When Other’s Grandpa Pruitt (Slim Pickens) is murdered by the Woodall clan, Othar and Dewey go to war. Along the way, Jaclyn Smith shows up in one of her first roles.

Unlike Pierce’s other — and perhaps better — films, this one isn’t celebrated and won’t be getting a 4K reissue. But you can watch it on Amazon Prime. Drink up while you do.

Boxcar Bertha (1972)

In 1967, Martin Scorsese made his first movie, the black and white film I Call First, which was later retitled to Who’s That Knocking at My Door. Originally intended as the first of the director’s semiautobiographical J. R. Trilogy — along with Mean Streets — it was followed by this movie, an adaption of American anarchist Ben L. Reitman’s semi-autobiographical Sister of the Road. Made for Roger Corman, it taught Scorsese that movies could be made cheaply yet still entertain audiences while reinforcing his friend and mentor John Cassavetes’ belief that the auteur should make the movies that he wanted to make, instead of someone else’s projects.

Actually, Cassavetes was pretty blunt. After Scorsese showed him the finished product, the actor embraced him and said, “Marty, you’ve just spent a whole year of your life making a piece of shit. It’s a good picture, but you’re better than the people who make this kind of movie. Don’t get hooked into the exploitation market, just try and do something different.”

Boxcar Bertha Thompson (Barbara Hershey) and “Big” Bill Shelly (David Carradine) are train robbers and lovers embroiled in the plight of railroad workers as they try to unionize. Bertha is implicated in a murder and the two become fugitives.

Bernie Casey shows up as Von Morton and Carradine’s father John is also in this as H. Buckram Sartoris.
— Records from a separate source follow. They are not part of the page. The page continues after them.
PR #984, opened 2022-03-23
Fix reading dumps from MacOS version 12 or greater (Monterey)

mikem8361:
Change the symbol export lookup to first search the exports and then all the symbols.

### DIFF
--- a/src/Microsoft.Diagnostics.Runtime/src/MacOS/MachOModule.cs
+++ b/src/Microsoft.Diagnostics.Runtime/src/MacOS/MachOModule.cs
@@ -121,7 +121,7 @@ namespace Microsoft.Diagnostics.Runtime.MacOS
             if (symTable is null)
                 return false;
 
-            for (uint i = 0; i < nsyms; i++)
+            for (uint i = 0; i < nsyms && start + i < symTable.Length; i++)
             {
                 string name = GetSymbolName(symTable[start + i], symbol.Length + 1);
                 if (name.Length > 0)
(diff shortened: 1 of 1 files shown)


src/Microsoft.Diagnostics.Runtime/src/MacOS/MachOModule.cs
```diff
@@ -94,18 +94,36 @@ public bool TryLookupSymbol(string symbol, out ulong address)
...
+        private bool TryLookupSymbol(uint start, uint nsyms, string symbol, out ulong address)
+        {
+            address = 0;
 
             NList64[]? symTable = ReadSymbolTable();
             if (symTable is null)
                 return false;
 
-            for (int i = 0; i < _dysymtab.nextdefsym; i++)
+            for (uint i = 0; i < nsyms; i++)
```
leculver, line 124: This doesn't fully bounds check `symTable`.  Perhaps something like this, for defensive coding purposes?

```suggestion
            for (uint i = 0; i < nsyms && start + i < symTable.Length; i++)
```

leculver (changes requested):
One small nitpick, otherwise looks good to me!

src/Microsoft.Diagnostics.Runtime/src/MacOS/MachOModule.cs
mikem8361: Good catch.  I pushed the changes.

PR #125, opened 2023-11-16
Remove the custom deploy stuff for moq-pub.

kixelated:
It should be in a separate repo/image.

@englishm if you have a chance, could you also move the fly stuff into a separate repo/image? I think this repo should just provide compiled binaries without deploy/cloud gunk included.

Here's what I'm doing for the code that publishes BBB and the clock: https://github.com/kixelated/quic.video/blob/main/pub/Dockerfile

It does mean you have to build the final image separately, but it's not that bad and gives you more control over what you actually want to deploy.


kixelated:
context: I'm adding the word "chicago:" in front of the time on BBB. That doesn't make any sense to be included in a generic moq-rs image, as it's very specific to the hosting in GCP.

PR #127, opened 2023-11-22
feat: add docker-compose.yml

rfwatson:
Add a docker-compose.yml for local testing/development.

Also updated the Dockerfile a bit, image is now ~150mb instead of 1.5gb and removed some stuff that is unused (I think). Don't see a reason this shouldn't work on fly.io but I can't test that part.


kixelated (approved):
Thanks!

Fun fact: I started making something with docker-compose... but I wanted to try out something else out. I started using [podman to create a k8s cluster](https://docs.podman.io/en/v4.2/markdown/podman-play-kube.1.html) but I got bored and just made those crude shell scripts instead.

rfwatson:
Nice! Podman looks interesting, need to find some time to play with it.

I might do a separate PR to allow the services to accept env vars instead of (or perhaps as well as) the command line flags, if you have no objections?

PR #133, opened 2024-02-09
feat: add moq-sub to subscribe to media from moq relays

Frando:
This adds a simple `moq-sub` tool which allows to connect to a moq relay and subscribe to a broadcast. It expects the format as published by `moq-pub`, and will then dump the first video and first audio track to stdout. By piping `moq-sub` into e.g. `ffplay` you can play media from a moq relay.

Also includes a `dev/sub` script that works without further arguments when using `dev/relay` and `dev/pub`.

Also added an optional `AUDIO=1` env var to `dev/pub` to not skip audio tracks.


moq-sub/src/media.rs
```diff
@@ -0,0 +1,160 @@
...
+		debug!("track {name}: finish");
+		Ok(())
+	}
+
+	async fn recv_segment(mut segment: segment::Subscriber, out: Arc<Mutex<O>>) -> anyhow::Result<()> {
+		trace!("segment={} start", segment.sequence);
+		while let Some(fragment) = segment.fragment().await? {
+			trace!("segment={} fragment={}", segment.sequence, fragment.sequence);
+			let buf = Self::recv_fragment(fragment).await?;
+			out.lock().await.write_all(&buf).await?;
```
kixelated, line 108: Seems fine although we will need to handle this better eventually. MoQ is meant to be lossy.

kixelated (approved):
thanks @Frando these are well done

moq-sub/src/media.rs
Frando: The segments are already received in parallel. Your suggestion would be to also receive fragments in parallel?

kixelated: Unfortunately, the fragments need to be written in order for playback to work. We either need separate files for each segment (like HLS/DASH), or drop the previous segment on each new segment. The current code will interleave fragments from different segments which won't playback.

Frando:
Feel free to merge this and my other PR :) I am not working on these further for the time being.

kixelated:
Working on updating this to the new API.

PR #134, opened 2024-02-12
feat: expose moq-pub as library with generic input

Frando:
This PR has two changes, which allow to reuse the code in `moq-pub` from other libraries or apps:
* adds a `lib.rs` to `moq-pub` to expose the `media` module
* lets the `Media` struct accept an `input: impl AsyncRead` argument instead of being hardcoded to `stdin`

### DIFF
--- a/moq-pub/src/lib.rs
+++ b/moq-pub/src/lib.rs
@@ -1,0 +1,1 @@
+pub mod media;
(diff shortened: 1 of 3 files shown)


kixelated (approved):

Frando:
The failure seems unrelated to me?
```

error: unused import: `string::*`
Error:   --> moq-transport/src/coding/mod.rs:10:9
   |
10 | pub use string::*;
   |         ^^^^^^^^^
   |
   = note: `-D unused-imports` implied by `-D warnings`
```

kixelated:
Sorry for the delay!

PR #151, opened 2024-04-06
Replace webtransport-generic with web-transport

kixelated:
Makes things exponentially simpler and makes supporting WASM more feasible.


kixelated:
Also the hyphen is because somebody is squatting on the `webtransport` crate. But not the `web-transport` crate so I renamed everything to match.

Seeing as how it was a Corman picture, it wasn’t always intended to be an art project, as the producer wanted another Bloody Mama.

Hershey said that the movie was “a lot of fun even though it’s terribly crippled by Roger Corman and the violence and sex. But between the actors and Marty Scorsese the director, we had a lot of fun. We really had characters down but one tends to not see all that, because you end up seeing all the blood and sex.”
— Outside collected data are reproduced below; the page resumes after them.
PR #166, opened 2024-05-30
filter DNS query results to only include addresses that our quic endpoint can use

Xaeroxe:
Minor bug fix. Without this change it's possible that the connection will attempt to use an IP address which the internal `quinn::Endpoint` can't actually connect to.

### DIFF
--- a/moq-native/src/quic.rs
+++ b/moq-native/src/quic.rs
@@ -197,7 +197,7 @@ impl Client {
 		let addr = tokio::net::lookup_host((host.clone(), port))
 			.await
 			.context("failed DNS lookup")?
-			.filter(|s| own_protocol_ipv4 == s.is_ipv4())
+			.filter(|s| own_protocol_ipv4 == s.ip().to_canonical().is_ipv4())
 			.next()
 			.context("no DNS entries")?;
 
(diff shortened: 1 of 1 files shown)


Xaeroxe:
I went ahead and fixed the clippy warning. I also adjusted the "context" of the error to more accurately reflect the actual problem.

kixelated:
Yo, reverting this because it breaks production. I think the moq-pub client binds via ipv6 but connects to a ipv4 address, which should still be valid?

kixelated:
But yeah the IPv4 vs IPv6 stuff is a mess.

Xaeroxe:
I suspect I didn’t account for the IPV6_V6ONLY flag being set to false. The default value for this flag varies by operating system.

This would be easier if moq-rs created the quinn::Endpoint internally rather than accepting one from the caller. Then in that case we could use a method like libc’s getaddrinfo

kixelated:
> I suspect I didn’t account for the IPV6_V6ONLY flag being set to false. The default value for this flag varies by operating system.
> 
> This would be easier if moq-rs created the quinn::Endpoint internally rather than accepting one from the caller.

moq-native creates the quinn::Endpoint, because yeah it's a bit advanced to create your own.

There was a rumor that Roger Corman’s wife Julie Corman had actually obtained the rights to the story from Bertha Thompson herself. The story goes that Corman had tracked her down to a hotel in San Francisco, but the woman wouldn’t let her in. It’s also a great lesson in carnie PR work, as the author explained that there wasn’t ever a real Bertha. In fact, she was a combination of at least three women he knew.

I have to wonder how the Cormans reacted when they finally saw this and all of the violence that was usually so exciting in the early 70’s new Hollywood pictures felt so doomed here.

You can watch this on Amazon Prime.

D-Railed (2018)

A woman boards a train for a murder mystery game that her lover acts in. However, partway through their journey, several of the actors in the fake murder take things further than expected, making the mystery an actual series of thefts and murders. And this movie is just getting started with this twist!

The next one happens when the train derails into a lake in the middle of the night. Now, beyond being trapped in the sinking wreckage, there’s also an amphibian monster that wants to devour every single one of them. Think Humanoids from the Deep.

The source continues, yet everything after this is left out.